## Assignment
Find and copy the lines in the records beneath this task that contain the word "verified".

- - - - - - -

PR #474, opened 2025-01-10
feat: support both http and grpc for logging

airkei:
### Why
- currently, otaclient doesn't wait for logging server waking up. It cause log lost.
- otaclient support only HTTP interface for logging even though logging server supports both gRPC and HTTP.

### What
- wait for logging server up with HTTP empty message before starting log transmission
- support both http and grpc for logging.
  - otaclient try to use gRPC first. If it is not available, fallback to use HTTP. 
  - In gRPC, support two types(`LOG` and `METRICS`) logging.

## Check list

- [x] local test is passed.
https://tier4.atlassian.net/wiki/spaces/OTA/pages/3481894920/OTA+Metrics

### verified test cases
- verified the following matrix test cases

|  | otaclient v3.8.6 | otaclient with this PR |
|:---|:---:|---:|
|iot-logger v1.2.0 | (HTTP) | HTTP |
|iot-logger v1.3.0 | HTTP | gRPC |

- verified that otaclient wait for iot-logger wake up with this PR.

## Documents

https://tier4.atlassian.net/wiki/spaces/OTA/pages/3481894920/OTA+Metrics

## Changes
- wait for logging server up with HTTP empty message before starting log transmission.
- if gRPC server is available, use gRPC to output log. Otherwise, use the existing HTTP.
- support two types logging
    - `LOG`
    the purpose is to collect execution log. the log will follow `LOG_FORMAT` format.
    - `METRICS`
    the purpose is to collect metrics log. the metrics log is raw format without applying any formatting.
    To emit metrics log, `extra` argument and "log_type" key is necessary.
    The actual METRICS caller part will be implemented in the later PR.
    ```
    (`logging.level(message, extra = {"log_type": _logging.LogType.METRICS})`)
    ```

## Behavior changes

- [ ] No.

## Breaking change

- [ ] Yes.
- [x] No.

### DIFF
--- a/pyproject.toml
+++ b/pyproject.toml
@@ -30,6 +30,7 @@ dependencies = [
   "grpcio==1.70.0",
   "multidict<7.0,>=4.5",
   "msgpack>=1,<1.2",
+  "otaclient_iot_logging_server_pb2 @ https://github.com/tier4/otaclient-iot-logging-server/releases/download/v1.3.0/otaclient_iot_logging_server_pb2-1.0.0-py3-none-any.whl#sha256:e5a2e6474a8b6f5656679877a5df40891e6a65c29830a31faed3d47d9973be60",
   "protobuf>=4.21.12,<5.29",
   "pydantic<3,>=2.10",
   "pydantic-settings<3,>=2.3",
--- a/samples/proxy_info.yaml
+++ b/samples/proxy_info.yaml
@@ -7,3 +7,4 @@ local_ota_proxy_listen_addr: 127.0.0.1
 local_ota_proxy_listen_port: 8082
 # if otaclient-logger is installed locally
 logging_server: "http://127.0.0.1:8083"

- - - - - - -

## Completed exercise
### verified test cases
- verified the following matrix test cases
- verified that otaclient wait for iot-logger wake up with this PR.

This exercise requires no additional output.